*** Opening of RECORDS ***

PR #569, opened 2021-12-07
Improve clarity in compilation guides

panos:
- Add notice that directs people to download the Haiku
  source code, if they have not already done so. This
  will be helpful, as many people open these guides
  directly after looking for them with a search engine.
- Improve headers in 'Compiling for x86_64' guide.
- The PowerPC guide was not updated, as the guide has
  not been updated in a decent amount of time and
  updating it, which would be required in order to
  include the notice I added in the previous documents,
  will require extensive amounts of effort.

### DIFF
--- a/content/guides/building/_index.md
+++ b/content/guides/building/_index.md
@@ -9,6 +9,10 @@ Building Haiku from sources is a surprisingly simple process which allows
 developers to get started quickly developing on Haiku and allowing end users to
 experiment with the latest Haiku sources.
 
+Please ensure that you have obtained a copy of Haiku's source code as described in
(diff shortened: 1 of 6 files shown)


pulkomandy:
Should we move these to the new www.haiku-os.org/docs/develop/ instead? There we could have a table of contents and pages to read in order, possibly making things less confusing?

panos:
Yeah, good idea. Can we hold off from that for now and then do that later, as setting up redirects and fiddling around with links that already have pretty good SEO and have been cross-linked in many different places in bulk may end up badly? That will take some thinking, and what I did should not be the classic "temporary hack that will end up being permanent" to the problem that you want to solve, as I don't believe that what I did here actually solves it.

PR #571, opened 2021-12-07
Update pre-reqs.md for clarity and correctness

madelinecr:
Update bolded "Haiku on Haiku" text to mention checking the article further below for packages required.

Add `bc` to apt dependencies as it is not part of the base Debian 11 install (although it may not be missing on Ubuntu).


pulkomandy:
Do we still need bc? I think it was removed from the build since the introduction of mbrtool for the arm build?

madelinecr:
I cloned the repos today at review.haiku-os.org and followed the x86-64 instructions on Debian 11. Building @nightly-any boot it failed requiring bc. Installing it resulted in a successful build.

I'm not sure about the answer to your question but I'm providing more information in case it's helpful.

pulkomandy:
Ok, thanks, I don't know where it's still used, but we can merge this for now and investigate later. Thanks for updating it!

PR #574, opened 2022-01-10
Add a news item about the financial reports

leavengood:
Not everyone will read the forums and this is probably newsworthy either way.


leavengood:
Here is the Netlify preview, though there isn't much complicated in this post: https://61dba2c0b78ccc0007305db9--haiku.netlify.app/news/2022-01-09_financial_reports/

jt15s (approved):

PR #578, opened 2022-02-04
remove Gumstix and Efika from port status page

davidkaroly:
It seems there's not much activity on the Gumstix or Efika platforms so perhaps we can remove them from the port status?

Unless someone has plans to support them. (even though it might not be so easy especially for the verdex as it seems to have max 128MB RAM according to gumstix.com)


pulkomandy:
That is not the only problem with these, they also use older ARM architectures which require more work (no hard-floats, no atomics on pre-ARMv7 CPUs, etc). So, yes, probably not so great choices of targets for now. Let's remove them and see if someone decides to resume work on them someday :)

davidkaroly:
what about CubieBoard... need-maintainer.png?

pulkomandy:
Possibly. And it would make more sense to target the current one (apparently CubieBoard 6) rather than the old CubieBoard 4?

I will add some new devices there when I can find where I stored them and can test the current state of things on them...

I don't remember who added the CubieBoard to that list, I don't own one.

PR #579, opened 2022-02-04
update status for Cubieboard 4 to need-maintainer.png

davidkaroly:


kallisti5:
This seems fine. I sold my Cubieboard 4 a few years ago.

To be honest, all the individual board maintainers was a lot more relevant when we did per-board builds for arm.
Since we moved to universal builds (relying on rune and other tools to "customize" images for various target devices), this whole section is likely less relevant beyond what individual SoC things we support via fdt. (aka uarts, framebuffers, etc)

PR #582, opened 2022-04-08
replace yaourt with Paru in /content/guides/buidling/pre-reqs.md.

SikkiLadho:
yaourt is dead, use paru instead. 

I have open a ticket on Trac as well. Here's the link: https://dev.haiku-os.org/ticket/17694


kallisti5:
what about yay?  :-)

SikkiLadho:
> what about yay? :-)

Are we gonna argue over this :-) We can always add both!

PR #583, opened 2022-04-08
March Activity & Contract Report: Grammar/Spelling

CodeforEvolution:
It happens to the best of us. :)


CodeforEvolution:
I would take the edits that aren't related to spelling as recommendations. After all, I'm not the original author of the article. :)

pulkomandy:
Looks good to me, but I'll let @waddlesplash and possibly other native english speakers decide about it

waddlesplash:
The spelling fixes are fine, but I think most of the grammar fixes I am not going to take.

I think I learned to put periods inside parenthetical asides, but looking that up I see that's not actually the common convention (maybe it's a bit archaic?)

PR #593, opened 2022-05-30
gsoc2022 introduction blog

MRNIU:
Signed-off-by: Zone.N <Zone.Niuzh@hotmail.com>


MRNIU:
@scottmc @pulkomandy @davidkaroly

pulkomandy:
Ok for me, I'll let the mentors review it in case there's something more to add

davidkaroly:
basically lgtm

one minor thing: perhaps you could be a bit more specific with "run Haiku on ARM" - I assume it's the 32-bit ARM port and main target is running it in qemu? but better write it down explicitly...

MRNIU:
> basically lgtm
> 
> one minor thing: perhaps you could be a bit more specific with "run Haiku on ARM" - I assume it's the 32-bit ARM port and main target is running it in qemu? but better write it down explicitly...

fixed

MRNIU:
@pulkomandy maybe we can merge this?

PR #597, opened 2022-07-02
Up/downgrade guide: Updated instructions

humdingerb:
* Mention SoftwareUpdater as pkgman alternative. The easiest way
  for end-users to stay updated.

* Reversed order of instructions to switch to/from Stable/Nightly.
  Normally, people start switching from Stable to Nightly and only
  later (sometimes) vice-versa.

* HaikuPorts is 'master' for both Stable and Nightly builds.
  Removed the "pkgman add" of the haikuports repo when switching
  Stable/Nightly because they stay the same.

* Use "pkgman full-sync" instead of "pkgman update". Safer when
  switching from Nightly back to Stable.

* Updated repo URL used to downgrade.

Fixes Trac ticket 17818:
https://dev.haiku-os.org/ticket/17818

### DIFF
--- a/content/guides/daily-tasks/updating-system.html
+++ b/content/guides/daily-tasks/updating-system.html
@@ -5,39 +5,40 @@ date = "2014-08-18T13:11:00.000Z"
 tags = ["update"]
 +++
 
-<p>With the introduction of package management you can now upgrade your system in place using the pkgman command.  The update process is straightforward, requires an internet connection, and requires a single reboot. pkgman will handle obtaining the latest updates and applying them to your system.</p>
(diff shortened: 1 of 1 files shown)


waddlesplash:
Wouldn't it make more sense for most of this page to be in the Userguide, with maybe only the specifics about specific-versions remaining as an "advanced task" elsewhere?

humdingerb:
I think we aim to have people use the current official release, and rather release more regularly or 'backport' important changes to the release branch and have people update via SoftwareUpdater.
By adding elaborate instructions to switch to Nightly, we may funnel many 'normal' users to the bleeding edge.

That said, I think a little link to this guide is OK.

How about adding the last part - about permanently downgrading to a specific hrev after a bodged update - to the SoftwareUpdater page (and link from the Boot Loader Options to it).

PR #602, opened 2022-09-06
Update uefi_booting.md

uberjoker:
Small edits to the UEFI Booting Haiku user guides page for clarity.

### DIFF
--- a/content/guides/daily-tasks/_index.md
+++ b/content/guides/daily-tasks/_index.md
@@ -5,7 +5,7 @@ date = "2010-07-10T18:52:35.000Z"
 tags = []
 +++
 
-<p>Haiku is a friendly operating system targeted towards end users and developers alike.  Below is a collection of daily tasks which any new user would need to use Haiku its fullest potential.</p>
+<p>Haiku is a friendly operating system targeted towards end users and developers alike.  Below is a collection of daily tasks which any new user would need to use Haiku to its fullest potential.</p>
 <ul>
 <li><a href='/guides/daily-tasks/install-applications'>Installing applications</a></li>
 <li><a href='/guides/daily-tasks/disable-package-entries'>Disabling components of packages</a></li>
--- a/content/guides/uefi_booting.md
+++ b/content/guides/uefi_booting.md
@@ -19,7 +19,8 @@ Future releases of Haiku should have this process more refined.
 
 ### Partition Layout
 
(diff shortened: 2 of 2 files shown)


pulkomandy:
Thanks :)

korli:
At the moment, the EFI loader always prints "no boot path found, scan for all partitions...", then asks the user to select the boot partition on the SSD. Is there a way to pass the boot partition yet?

pulkomandy:
I don't have this problem on my system, it finds the partition for me. But I don't know which version I'm using exactly, it's a few months older.

There is no way to pass the boot partition because in EFI case, there is no boot partition defined when the bootloader is loaded. The loader is loaded from the EFI system partition without having to select a specific Haiku boot partition.

We could store a partition path in an EFI variable, I think this is how other OS do it. Or maybe we can put some flag in the GPT header of the partition to mark it bootable?

korli:
The GPT partition type was incorrect. After changing to 42465331-3BA3-10F1-802A-4861696B7521 for BFS, the loader found the partition. If more than one BFS partition is present, I suppose it has to be selected manually in the haiku loader.

uberjoker:
> At the moment, the EFI loader always prints "no boot path found, scan for all partitions...", then asks the user to select the boot partition on the SSD. Is there a way to pass the boot partition yet?

> The GPT partition type was incorrect. After changing to 42465331-3BA3-10F1-802A-4861696B7521 for BFS, the loader found the partition. If more than one BFS partition is present, I suppose it has to be selected manually in the haiku loader.

I was seeing exactly the same issue on my install. After reading @korli 's comments, I checked my setup. For some reason, the Haiku partition type was set to Microsoft basic Data, and I had to manually select the partition each time on boot up. I too manually changed the type to Haiku BFS using fdisk and it's all fixed now.

The Haiku installer reformats the partition during install I think - maybe something there is not setting up the type correctly?

pulkomandy:
The partition type is not erased by reformatting, only if you delete and recreate the partition in DriveSetup.

We should add an option in DriveSetup to change the partition type for GPT partition tables, if not already possible, and maybe the Installer should check and warn about it too.

korli:
Looks like a known issue:
see https://dev.haiku-os.org/ticket/17050  https://dev.haiku-os.org/ticket/6287 https://dev.haiku-os.org/ticket/14839

korli:
The gpt partition type can now be changed in Drivesetup.

PR #333, opened 2020-04-28
Use Strided for permutedims

mtfishman:
Jutho has a nice package called [Strided.jl](https://github.com/Jutho/Strided.jl) which has a custom implementation of Julia's `permutedims` that acts lazily and can fuse with other operations with broadcasting. This pull request uses it as a drop-in replacement for `permutedims[!]` in NDTensors (including replacing our custom version that applies a function).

*** Close of RECORDS ***

- EXERCISE DESCRIPTION:
Among the records above, extract exactly the lines from the line with "- The PowerPC" to the line with "developers to get", both lines included, and leave out the rest.

- REPLY:
- The PowerPC guide was not updated, as the guide has
  not been updated in a decent amount of time and
  updating it, which would be required in order to
  include the notice I added in the previous documents,
  will require extensive amounts of effort.

### DIFF
--- a/content/guides/building/_index.md
+++ b/content/guides/building/_index.md
@@ -9,6 +9,10 @@ Building Haiku from sources is a surprisingly simple process which allows
 developers to get started quickly developing on Haiku and allowing end users to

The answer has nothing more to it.